The goal was to placate workers enough to preserve the power structure.
Nice revisionism.
There wasn’t any chance of a massive class struggle like the USSR happening. There was more of a chance that the richest would have kicked FDR out and put in their own junta. That attempt only failed because Smedley Butler wasn’t having any.
I was lucky enough to meet some old school Communists who’d been in the Spanish Civil War. They would have laughed at the idea that the US was on the verge of a Socialist takeover in the 1930s.
It certainly wasn’t as extreme or successful as the soviet union, but there was a lot of unionization going on during the industrial revolution that was more radical than the tamer bargaining unions we see in the post-war era. And then the depression happened and things got really bad.
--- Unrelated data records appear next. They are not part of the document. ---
PR #614, opened 2022-02-22
Improved Error Handling

TonioF:
This PR is in reaction to repeated observations that xcube gen2 would return rather cryptic 500 errors. On cumbersome investigation, it often turned out that the error was not on server-side, but that the problem was a bad request which resulted in errors that were not handled (correctly).

Checklist:

* ~[ ] Add unit tests and/or doctests in docstrings~
* [x] AppVeyor CI passes

### DIFF
--- a/CHANGES.md
+++ b/CHANGES.md
@@ -2,7 +2,7 @@
 
 ### Enhancements
 
-* `xcube gen` returns more expressive error messages 
+* `xcube gen2` returns more expressive error messages 
 
 ### Fixes
 
--- a/CHANGES.md
+++ b/CHANGES.md
@@ -2,6 +2,8 @@
 
 ### Enhancements
 
+* `xcube gen` returns more expressive error messages 
+
 ### Fixes
 
 ### Other
--- a/CHANGES.md
+++ b/CHANGES.md
@@ -8,7 +8,7 @@
   value of `base_dataset_id`, instead of being copied as-is.
   This can save large amounts of storage space. (#617)
 
-* `xcube gen2` returns more expressive error messages
+* `xcube gen2` returns more expressive error messages.
   
 ### Fixes
 
--- a/xcube/core/gen2/local/describer.py
+++ b/xcube/core/gen2/local/describer.py
@@ -73,7 +73,7 @@ class DatasetsDescriber:
                                               data_type=DATASET_TYPE)
         except DataStoreError as dse:
             raise CubeGeneratorError(f'{dse}',
-                                     status_code=400)
+                                     status_code=400) from dse
         if not isinstance(descriptor, DatasetDescriptor):
             raise RuntimeError(f'internal error: data store '
                                f'"{input_config.store_id}": '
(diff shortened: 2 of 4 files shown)


xcube/core/gen2/local/opener.py
```diff
@@ -59,41 +62,47 @@ def open_cube(self, input_config: InputConfig) -> TransformedCube:
...
+                dataset = opener.open_data(input_config.data_id,
+                                           **open_params,
+                                           **dataset_open_params)
+                observer.worked(1)
+
+            except DataStoreError as dse:
+                tb = traceback.format_tb(dse.__traceback__)
+                raise CubeGeneratorError(f'{dse}',
+                                         status_code=400,
+                                         remote_traceback=tb)
```
forman, line 105: `remote_traceback` is not appropriate in package `local`

xcube/core/gen2/local/opener.py
```diff
@@ -59,41 +62,47 @@ def open_cube(self, input_config: InputConfig) -> TransformedCube:
...
+
+                open_params_schema = opener.get_open_data_params_schema(
+                    input_config.data_id
+                )
 
-            observer.worked(1)
+                dataset_open_params = {
+                    k: v for k, v in cube_params.items()
+                    if k in open_params_schema.properties
+                }
```
forman, line 92: I do not understand any of the changes above. What's the reason for this?

TonioF: This is all about catching DataStoreErrors. As there are several instances where one could be raised, I wrapped several lines of a code in a try block. You could think about moving these lines to a dedicated method, however, I did not want to do this as it is also wrapped in a with-block.

xcube/core/gen2/local/describer.py
```diff
@@ -71,10 +71,8 @@ def _describe_dataset(self, input_config: InputConfig) \
         try:
             descriptor = opener.describe_data(input_config.data_id,
                                               data_type=DATASET_TYPE)
-        except DataStoreError:
-            raise CubeGeneratorError(f'Data store '
-                                     f'"{input_config.store_id}" '
-                                     f'does not support datasets',
+        except DataStoreError as dse:
+            raise CubeGeneratorError(f'{dse}',
                                      status_code=400)
```
forman, line 76: Keep original traceback:

```suggestion
            raise CubeGeneratorError(f'{dse}',
                                     status_code=400) from dse
```

CHANGES.md
```diff
@@ -8,6 +8,8 @@
   value of `base_dataset_id`, instead of being copied as-is.
   This can save large amounts of storage space. (#617)
 
+* `xcube gen2` returns more expressive error messages
```
forman, line 11:
```suggestion
* `xcube gen2` returns more expressive error messages.
```

forman (changes requested):

AliceBalfanz (approved):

It’s not hard to see how elites would have looked out at what was happening in the world, looked at the bad economic situation at home, and concluded that something had to be done.
FDR even said that they were trying to reform capitalism to save it.
https://en.wikiquote.org/wiki/Wikiquote:Transwiki/American_history_quotes_New_Deal
1933 “It was this administration which saved the system of private profit and free enterprise after it had been dragged to the brink of ruin.” President Roosevelt, on how his emergency actions in 1933 prevented a revolution and saved capitalism.
It certainly wasn’t as extreme or successful as the soviet union,
So we agree that there was no way there was going to be a Socialist uprising in America in the 1930s, which is what you were trying to imply.
Also, the idea that FDR’s plans weren’t radical is ludacris. The only evidence you can come up with is a cloying speech he gave to settle the nerves of people who feared an actual revolution.
My point is that something like the New Deal doesn’t just happen because everyone decided to get out of bed and vote one day. There’s a context to understand and that context is that outside pressure and extraordinary events were necessary for it to happen.
Things didn’t get better because just that many more people decided to vote and things didn’t get worse because people stopped voting. The numbers just don’t bear that out. We’ve been stuck in the band of our modern voter turnout rate since before the New Deal. So if the claim is that Democracy works when everyone votes and the example is the New Deal, then it doesn’t support that claim. So if differences in voter turnout can’t explain that outcome, you have to look at other factors.
As for how radical it was. Sure, capitalists didn’t like it. But fundamentally it left power in the hands of those capitalists. The quote is just providing insight on how the people involved thought/talked about it. The evidence is all the history that followed that. They kept their money, their influence over the political system, and given time, they used that to dismantle even something as reformist as the New Deal.